12-1: eat, email, news, etc.

1-2: bike or run + shower

2pm - 8pm: work

8-9pm: dinner

9-12: work

12-1am : gym (every other day)

1-4am: work

4am: sleep

------
speek
7:01 wake up, check email/HN

7:30 head to gym with protein -- work out

9:00 breakfast, then head to office

10:00 check email, plan day

11:00 snack

1:00 lunch (not necessarily a break.
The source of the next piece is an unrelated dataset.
PR #1299, opened 2017-08-09
Virtual sites relative integration test

RudolfWeeber:
Tests placement, velocity of vs, back-transfer of forces from vs to governing particles,
Fluid of dumbells made up of 2 virtual lj spheres per dumbell. Verify forces by manual summation, to make sure nothing is lost/outdated in paallel simulations.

I work at a bootstrapped startup)

3:00 snack

6:00 dinner

7:00 head back to apartment

8:00-11:00 debrief a bit (watch some tv, movies), work on projects

11:00 sleep

Yeah, I eat a lot.

------
patrickmclaren
6:15am Wake Up

6:30am Treadmill

7:00am Breakfast

7:30am Bus to Work

8:30am Start Work

9:00am Stand-up Meeting/Task allocation

9:30am-4:30pm Continue Work

5:30am-6:30pm Weights Training

6:30pm-7:45pm Check body stats and change diet accordingly, cook foods

7:45pm-9:45pm Study Maths/Physics

9:45pm Study Log/Random reading/Shower

10:15pm Bed!

------
dhyasama
Most days look something like this:

7 Wake up

7-8:30 Breakfast and relax with daughter and girlfriend

8:30 Bike to work

9-12 Work

12 Bike home

12:30-1 Lunch and put daughter down for a nap

1-4 Work

4-8 Play with daughter, run errands, cook dinner, put her to bed

8-9 or 10 Work

10-11 Watch TV

11 Girlfriend gets home

12 Go to bed

------
zacharypinter
Also see:

<http://news.ycombinator.com/item?id=1366479>

------
jscore
Interesting that no one is a night owl here.